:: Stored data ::
= Beginning of Section =

PR #67047, opened 2023-07-20
Concrete Mixer audit

Karol1223:
#### Summary
None

#### Purpose of change
Our tiny tabletop concrete mixer didn't really fit with realism that well

#### Describe the solution

<details>
<summary>CONCRETE MIXER ITEM CHANGES</summary>

- Weight increased from ~9kg to ~41kg
- Volume increased from 5l to 250l
- Added a manually defined longest side of 118cm
- Decreased pre-apo price from 500$ to 400$
- ``to-hit`` values now use modifiers
- Material now has 50% plastic (based on a concrete mixer with a plastic drum)
- Added an open pocket that can be used to store things
- Removed the ``HOTPLATE`` use action because why the fuck can we heat up lunch in a concrete mixer
- Made it an unfoldable vehicle and added a pseudotool - it now can only be used when unfolded into vehicle form

</details>

<details>
<summary>CONCRETE MIXER RECIPE CHANGES</summary>

- No longer takes raw steel, 2l metal tank, or heating elements
- Will now take 2 small wheels and a 30 gallon plastic barrel
- Tripled the number of pipes needed
- No longer has metalworking proficiency
- Will now take an extension cord instead of a bunch of loose cables
- Will take a small motor instead of a tiny motor
- Added some nuts and bolts as per the user manual of the one I'm basing this off
- Added some small metal sheets (for the blades to mix the concrete as well as to cover the motor)
- The weld length has been recalculated and increased over four times
- Now needs a metal sawing quality of 2 instead of 1, multitool won't cut it

</details>

<details>
<summary>30 GALLON PLASTIC BARREL CHANGES</summary>

- Volume increased from ~118l to ~165l
- Pocket volume increased slightly (by ~1l)
- Added a manually defined longest side of 72cm
- Increased pre-apo price from 50$ to 71$
- Renamed to clearly show it's made of plastic
- ``to-hit`` values now use modifiers
- Recipe fundamentally changed to be melding the plastic barrel instead of duct-taping plastic jerrycans together (?)
</details>

<details>
<summary>MISC CHANGES</summary>

- Concrete mixer can no longer be attached to the modular rigs (vehicle & appliance)

</details>

#### Testing
~~Although most of the things work as expected, the PR is blocked by #71108~~
No longer blocked

#### Additional context
The recipe isn't perfect and generates roughly 7kg of mass, but I cannot make it better without adding bullshit requirements.

PR #15744, opened 2016-03-11
[CR]Vehicle part weight/efficiency adjustments

Coolthulhu:
Changes to batteries, engines and frames.

Batteries got a giant nerf - their capacities got cut by an order of magnitude, their weights got increased with no compensation to their stats at all.

| Battery | Capacity | Weight in kg | Capacity-per-kg |
| --- | --- | --- | --- |
| Motorbike | 2k | 6kg | 333 |
| Car | 4.5k | 18kg | 250 |
| Truck | 8k | 30kg | 267 |
| Small storage | 0.5k | 2.5kg | 200 |
| Medium storage | 7k | 31kg | 226 |
| Big storage | 40k | 150kg | 267 |

Storage batteries also got their volumes increased, but that isn't too relevant for vehicles which ignore volumes anyway.

Electric engines got buffed to compensate:

| Engine | Power | E-power | E-power per power |
| --- | --- | --- | --- |
| Small | 20 | 5000 | 250 |
| Medium | 100 | 20000 | 200 |
| Big | 400 | 120000 | 300 |
| Enhanced | 500 | 200000 | 400 |

Frames got rebalanced (mostly nerfed).

| Frame | Durability | Weight in kg | Durability per kg |
| --- | --- | --- | --- |
| Handle | 30 | 1.25 | 24 |
| XLight | 150 | 5 | 30 |
| Frame | 400 | 20 | 20 |
| HDuty | 1200 | 60 | 20 |
| Foldable XL | 50 | 5 | 10 |
| Wooden | 150 | 8 | 18.8 |
| Light wooden | 100 | 4 | 25 |
| Foldable wooden | 15 | 4 | 3.75 |

Light frames lost a small bit of HP, regular frames got a big increase in weight, heavy duty frames almost doubled in weight.

Resulting vehicles have weights more comparable to the IRL ones.

Other adjustments:
- Solar panels lose ~60% of their efficiency. Except quantum ones, those lose ~46% instead
- Removed AISLE from cargo holder. It can't have both AISLE and volume 1000 of stuff on it
- Increased cargo holder weight with heavy frame. Now it weights 80 kg and is not as much of a no-brainer.
- Made bone and chitin armor kits cheaper, easier to craft, lighter and generally better to make them more sensible to craft to armor very light vehicles
- Made water purifier take "anywhere" instead of "center"
- Decreased reactor install difficulty to 6 (from 8). Now that batteries aren't amazing, it might see some use.
[...]

PR #67987, opened 2023-09-02
Pipe audit

Karol1223:
#### Summary
None

#### Purpose of change
So we all like pipes, yes? Ours were weird. Double the expected weight, for the record.

The last changes to pipe numbers I am aware of are #47825. And there's a source, too. This is good because it allowed me to look for a specific set of pipes for numbers (60cm, 28mm diameter, 1.2mm wall thickness). Now, I didn't find anything matching the wall thickness so instead went for 1.5mm, which is close enough (?) but the issue at hand was... weight. Even with 1.5mm thickness, which is MORE than what the old PR assumed, the weight came out at 600g, while ours were 2x+ of that. So here we are.

Since @RenechCDDA is dying to prove me wrong and that our pipes indeed should weigh over 1kg:
- Calculating two cylinders: first with 60cm height and 28mm diameter (369.45ml), second with 60cm and 25mm diameter, to remove wall thickness that is 1.5mm x 2 (294.52ml)
- Substract the second cylinder volume from the first: 369.45ml - 294.52ml = 74.93ml
- Multiply volume by the density of steel we assume as a material (8g/ml): 74.93ml * 8g/ml = 599.44g

#### Describe the solution
- Changed the weight of pipes and all pipe-based items (sharpened pipe, pipe maces, pipe spear, pipe staff, bundle of pipes, makeshift crowbar; **NOT PIPE FITTINGS!**)
- Changed the pre-apo price for the pipe to match the reference, changed the pre-apo price for the bundle of pipes to be 10x that instead of just 1 dollar
- Changed the lengths of some pipe-based weaponry to be *number of pipes used x 60cm* because not all applied to that (this lowers it for any affected, for the record)
- Changed the volume and weight of the makeshift crowbar to... actually make sense. I mean, look - it for some reason lost over 2/3 of its volume because it got hammered on the sides? Nah. Same with the weight. Also got ``FRAGILE_MELEE``
- Edited the pipe disassembly recipe to bring it up to speed

**DPS CHANGES:**
| NAME | PRE-AUDIT | POST-AUDIT |
|--------|--------|--------|
| Pipe | **30.40** | **30.08** |
| Sharpened Pipe | **60.39** | **59.61** |
| Basic Pipe Spear | **60.08** | **61.49** |
| Pipe Spear | **70.13** | ~~**69.52**~~ idk anymore I lost this absurd testing character, higher now to please the tests |
| Pipe Staff | **32.98** | **33.15** |
| Pipe Mace | **41.20** | **40.22** |
| Great Pipe Mace | **41.38** | **41.86** |
| Makeshift Crowbar | **40.68** | **32.03** |

^ These values are bullshit, by the way. They're not the expected DPS of these weapons. I have no idea why my test character gets this sort of insane DPS. And you know what? I won't question it. I don't need exact same DPS values as the tests, I just need to know how much I'm changing them in comparison.

I briefly considered obsoleting the makeshift crowbar altogether but it was rightfully pointed out to me the issue isn't its existence. The issue (if any) is how useful it is. And I don't wanna touch that. Scary

#### Additional context
1. Makeshift crowbar and sharpened pipe, despite using a single pipe, have a slightly lower weight with the assumption that some material got chipped off in the process of creating it
2. Some weaponry that used pipe fittings had their weight lowered to not use 100% of the weight of the pipe fittings - our pipe fittings weigh 0.5kg for some reason and you're definitely not using 0.5kg of pipe fittings to hold 3 pipes together
3. Wanna hear a fun fact? I did this to help me handle the weight gap in the recipe on #67047... and I made it worse...


GuardianDll:
for pipe weight actual person, that made it 1.25 kilo is Erk, in #32218. No reasoning was provided

Karol1223:
> for pipe weight actual person, that made it 1.25 kilo is Erk, in #32218. No reasoning was provided

I don't believe that's right. The pipe already weighed 1.25kg in that PR, Erk just moved it to a different file. Or am I reading it wrong?

Aerin-of-the-Toast:
What's the new attack speeds for the pipe and the pipe weaponry? I'm a bit worried this will make the already strong pipe weapons into DPS powerhouses

Karol1223:
> What's the new attack speeds for the pipe and the pipe weaponry? I'm a bit worried this will make the already strong pipe weapons into DPS powerhouses

I'll be real I was hoping they were in the DPS test so I could adjust them accordingly but now I'm kinda fucked. I'll have to manually compare them.

GuardianDll:
> I don't believe that's right. The pipe already weighed 1.25kg in that PR, Erk just moved it to a different file. Or am I reading it wrong?

oops, my bad, actual pipe weight goes back to #15744, when it was adjusted to sane frame weight

Karol1223:
> oops, my bad, actual pipe weight goes back to https://github.com/CleverRaven/Cataclysm-DDA/pull/15744, when it was adjusted to sane frame weight

I really hate that we use regular pipes as vehicle parts. Really complicates things, given that they had to have a weight adjustment solely for this reason and even in this PR I had to fight against the automated vehicle tests...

= End of Section =

:: GOAL OF THE EXERCISE ::
Your job is to print exactly the lines that run from the top of the entries through the line with "- Added a manually defined longest side of 72cm", and no others.

:: WRITTEN ANSWER ::
PR #67047, opened 2023-07-20
Concrete Mixer audit

Karol1223:
#### Summary
None

#### Purpose of change
Our tiny tabletop concrete mixer didn't really fit with realism that well

#### Describe the solution

<details>
<summary>CONCRETE MIXER ITEM CHANGES</summary>

- Weight increased from ~9kg to ~41kg
- Volume increased from 5l to 250l
- Added a manually defined longest side of 118cm
- Decreased pre-apo price from 500$ to 400$
- ``to-hit`` values now use modifiers
- Material now has 50% plastic (based on a concrete mixer with a plastic drum)
- Added an open pocket that can be used to store things
- Removed the ``HOTPLATE`` use action because why the fuck can we heat up lunch in a concrete mixer
- Made it an unfoldable vehicle and added a pseudotool - it now can only be used when unfolded into vehicle form

</details>

<details>
<summary>CONCRETE MIXER RECIPE CHANGES</summary>

- No longer takes raw steel, 2l metal tank, or heating elements
- Will now take 2 small wheels and a 30 gallon plastic barrel
- Tripled the number of pipes needed
- No longer has metalworking proficiency
- Will now take an extension cord instead of a bunch of loose cables
- Will take a small motor instead of a tiny motor
- Added some nuts and bolts as per the user manual of the one I'm basing this off
- Added some small metal sheets (for the blades to mix the concrete as well as to cover the motor)
- The weld length has been recalculated and increased over four times
- Now needs a metal sawing quality of 2 instead of 1, multitool won't cut it

</details>

<details>
<summary>30 GALLON PLASTIC BARREL CHANGES</summary>

- Volume increased from ~118l to ~165l
- Pocket volume increased slightly (by ~1l)
- Added a manually defined longest side of 72cm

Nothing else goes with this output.